> Task details:
Transcribe all of the listing exactly.

> Data for processing:
= = = = =

PR #72, opened 2024-02-21
DR-2772 add newrelic agent

chrisb87:
## Ticket:

- JIRA ticket [DR-2772](https://jira.nypl.org/browse/DR-2772)

- Installs and configures the NewRelic agent
- Names the service "Facelift" (is this what we want?)
- Adds the NewRelic license key using an environment variable
- Does _not_ install NewRelic client side instrumentation, only server side

## How has this been tested?

After running this code locally, I observed a new service named "Facelift" is now listed in our NewRelic dashboard.

- n/a

### Checklist:


newrelic.js
```diff
@@ -0,0 +1,53 @@
...
+ * New Relic agent configuration.
+ *
+ * See lib/config/default.js in the agent distribution for a more complete
+ * description of configuration variables and their potential values.
+ */
+exports.config = {
+  /**
+   * Array of application names.
+   */
+  app_name: ["Facelift"],
```
EdwinGuzman, line 12: I think this should be based on the `APP_ENV` environment variable so the New Relic dashboard can track both QA and prod.

newrelic.js
```diff
@@ -0,0 +1,53 @@
...
+  /**
+   * Your New Relic license key.
+   */
+  license_key: "51b50512af4dd4c26e70c0d3a1d84c4b371a812a",
```
EdwinGuzman, line 16: This feels safer as an env variable.

package.json
```diff
@@ -3,9 +3,9 @@
   "version": "0.1.0",
   "private": true,
   "scripts": {
-    "dev": "next dev",
+    "dev": "NODE_OPTIONS='-r @newrelic/next' next dev",
     "build": "next build",
-    "start": "next start",
+    "start": "NODE_OPTIONS='-r @newrelic/next' next start",
```
EdwinGuzman, line 8: We don't want to include new relic locally so it should be okay to remove from the "dev" script.

For the "start" script, I think we should keep the original `"start": "next start"` command since this gets called automatically on Vercel and I don't think we want to track new relic there. A new one can be added: `"start:newrelic": "NODE_OPTIONS='-r @newrelic/next' next start",` . This new one should be called in the Dockerfile for AWS.

package.json
```diff
@@ -24,6 +24,7 @@
     "trailingComma": "es5"
   },
   "dependencies": {
+    "@newrelic/next": "^0.7.0",
```
EdwinGuzman, line 27: I think you also want to install the non-next new relic package. This is what DRB is doing: https://github.com/NYPL/sfr-bookfinder-front-end/blob/development/package.json#L26C6-L26C14

EdwinGuzman (changes requested):
I left some comments but let me know what you think about putting the qa and prod new relic environments behind the env vars.

Is there a reason why only the server side implementation is needed and not the client side? If so, you can disregard the comment about adding the non-Nextjs npm "newrelic" package. I was talking to @jackiequach about how she implemented NR in Digital Research Books (DRB) and their team ran into issues. If the requirement is only for server side monitoring, then we shouldn't run into the same issues. If we do want the client side implementation, more work is needed and we can meet about it.

newrelic.js
chrisb87: That is, of course, the proper way to do it. :+1:

newrelic.js
chrisb87: Ah, yes of course, that's definitely required to distinguish the two.

package.json
chrisb87: The documentation was unclear on this. They explicitly say for next apps to install the next agent _instead of_ the newrelic agent. They also say this:

`Currently this package is not bundled with the agent, and must be installed as a standalone. However, the package depends on the agent so you will get all the capabilities of the agent when loading this package.`

On the contrary, their example app shows both installed. 

I'll go ahead and install them both.

chrisb87:
> Is there a reason why only the server side implementation is needed and not the client side? 

The quick story is, no it wasn't specified, so I figured we could do the server side first and see if there's more monitoring desired and add on the client side later.

Not sure who's call it is, but do you think we should go ahead and get client side monitoring installed as part of this same PR? I'm happy to do it if so.

package.json
chrisb87: 👍

avertrees:
> Not sure who's call it is, but do you think we should go ahead and get client side monitoring installed as part of this same PR? I'm happy to do it if so.

I am pretty confident that we want client side monitoring installed as well.

EdwinGuzman (commented):
The update looks good and this PR is good as is for server side monitoring if it's appearing in the newrelic dashboard. I agree we should add client-side monitoring but not sure about the timing.

avertrees:
If I remember correctly, the reporting is mainly for Lana to compare load times before and after we implement the skeleton loading. I don't know if we can get the metrics Lana is looking for with just the server side reporting, but perhaps @chrisb87's approach of testing this out with the server side support first makes the most sense? Then we check in with Lana to see if she needs more data, and if so, add the client side later?

avertrees (approved):

EdwinGuzman (approved):
Just add the newrelic key in the travis or dockerfile so that the app has this at build time. I'm not sure if this will work through a task definition. @avertrees thoughts?

avertrees:
> Just add the newrelic key in the travis or dockerfile so that the app has this at build time. I'm not sure if this will work through a task definition. @avertrees thoughts?

I'm assuming server side monitoring will use env vars on the server - so the task definition should be enough. @EdwinGuzman? Right? 

We could add the newrelic key to the travis and dockerfile just to be safe but I'm leaning towards saying that the task definition is enough.

EdwinGuzman:
The env var is set in a js file so yeah, it should be read by the file, but I'm not sure if the app will pick up updated config settings _while_ it's already running. So perhaps better to set it in travis and pass it down to docker.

= = = = =

> Task answer:
PR #72, opened 2024-02-21
DR-2772 add newrelic agent

chrisb87:
## Ticket:

- JIRA ticket [DR-2772](https://jira.nypl.org/browse/DR-2772)

- Installs and configures the NewRelic agent
- Names the service "Facelift" (is this what we want?)
- Adds the NewRelic license key using an environment variable
- Does _not_ install NewRelic client side instrumentation, only server side

## How has this been tested?

After running this code locally, I observed a new service named "Facelift" is now listed in our NewRelic dashboard.

- n/a

### Checklist:


newrelic.js
```diff
@@ -0,0 +1,53 @@
...
+ * New Relic agent configuration.
+ *
+ * See lib/config/default.js in the agent distribution for a more complete
+ * description of configuration variables and their potential values.
+ */
+exports.config = {
+  /**
+   * Array of application names.
+   */
+  app_name: ["Facelift"],
```
EdwinGuzman, line 12: I think this should be based on the `APP_ENV` environment variable so the New Relic dashboard can track both QA and prod.

newrelic.js
```diff
@@ -0,0 +1,53 @@
...
+  /**
+   * Your New Relic license key.
+   */
+  license_key: "51b50512af4dd4c26e70c0d3a1d84c4b371a812a",
```
EdwinGuzman, line 16: This feels safer as an env variable.

package.json
```diff
@@ -3,9 +3,9 @@
   "version": "0.1.0",
   "private": true,
   "scripts": {
-    "dev": "next dev",
+    "dev": "NODE_OPTIONS='-r @newrelic/next' next dev",
     "build": "next build",
-    "start": "next start",
+    "start": "NODE_OPTIONS='-r @newrelic/next' next start",
```
EdwinGuzman, line 8: We don't want to include new relic locally so it should be okay to remove from the "dev" script.

For the "start" script, I think we should keep the original `"start": "next start"` command since this gets called automatically on Vercel and I don't think we want to track new relic there. A new one can be added: `"start:newrelic": "NODE_OPTIONS='-r @newrelic/next' next start",` . This new one should be called in the Dockerfile for AWS.

package.json
```diff
@@ -24,6 +24,7 @@
     "trailingComma": "es5"
   },
   "dependencies": {
+    "@newrelic/next": "^0.7.0",
```
EdwinGuzman, line 27: I think you also want to install the non-next new relic package. This is what DRB is doing: https://github.com/NYPL/sfr-bookfinder-front-end/blob/development/package.json#L26C6-L26C14

EdwinGuzman (changes requested):
I left some comments but let me know what you think about putting the qa and prod new relic environments behind the env vars.

Is there a reason why only the server side implementation is needed and not the client side? If so, you can disregard the comment about adding the non-Nextjs npm "newrelic" package. I was talking to @jackiequach about how she implemented NR in Digital Research Books (DRB) and their team ran into issues. If the requirement is only for server side monitoring, then we shouldn't run into the same issues. If we do want the client side implementation, more work is needed and we can meet about it.

newrelic.js
chrisb87: That is, of course, the proper way to do it. :+1:

newrelic.js
chrisb87: Ah, yes of course, that's definitely required to distinguish the two.

package.json
chrisb87: The documentation was unclear on this. They explicitly say for next apps to install the next agent _instead of_ the newrelic agent. They also say this:

`Currently this package is not bundled with the agent, and must be installed as a standalone. However, the package depends on the agent so you will get all the capabilities of the agent when loading this package.`

On the contrary, their example app shows both installed. 

I'll go ahead and install them both.

chrisb87:
> Is there a reason why only the server side implementation is needed and not the client side? 

The quick story is, no it wasn't specified, so I figured we could do the server side first and see if there's more monitoring desired and add on the client side later.

Not sure who's call it is, but do you think we should go ahead and get client side monitoring installed as part of this same PR? I'm happy to do it if so.

package.json
chrisb87: 👍

avertrees:
> Not sure who's call it is, but do you think we should go ahead and get client side monitoring installed as part of this same PR? I'm happy to do it if so.

I am pretty confident that we want client side monitoring installed as well.

EdwinGuzman (commented):
The update looks good and this PR is good as is for server side monitoring if it's appearing in the newrelic dashboard. I agree we should add client-side monitoring but not sure about the timing.

avertrees:
If I remember correctly, the reporting is mainly for Lana to compare load times before and after we implement the skeleton loading. I don't know if we can get the metrics Lana is looking for with just the server side reporting, but perhaps @chrisb87's approach of testing this out with the server side support first makes the most sense? Then we check in with Lana to see if she needs more data, and if so, add the client side later?

avertrees (approved):

EdwinGuzman (approved):
Just add the newrelic key in the travis or dockerfile so that the app has this at build time. I'm not sure if this will work through a task definition. @avertrees thoughts?

avertrees:
> Just add the newrelic key in the travis or dockerfile so that the app has this at build time. I'm not sure if this will work through a task definition. @avertrees thoughts?

I'm assuming server side monitoring will use env vars on the server - so the task definition should be enough. @EdwinGuzman? Right? 

We could add the newrelic key to the travis and dockerfile just to be safe but I'm leaning towards saying that the task definition is enough.

EdwinGuzman:
The env var is set in a js file so yeah, it should be read by the file, but I'm not sure if the app will pick up updated config settings _while_ it's already running. So perhaps better to set it in travis and pass it down to docker.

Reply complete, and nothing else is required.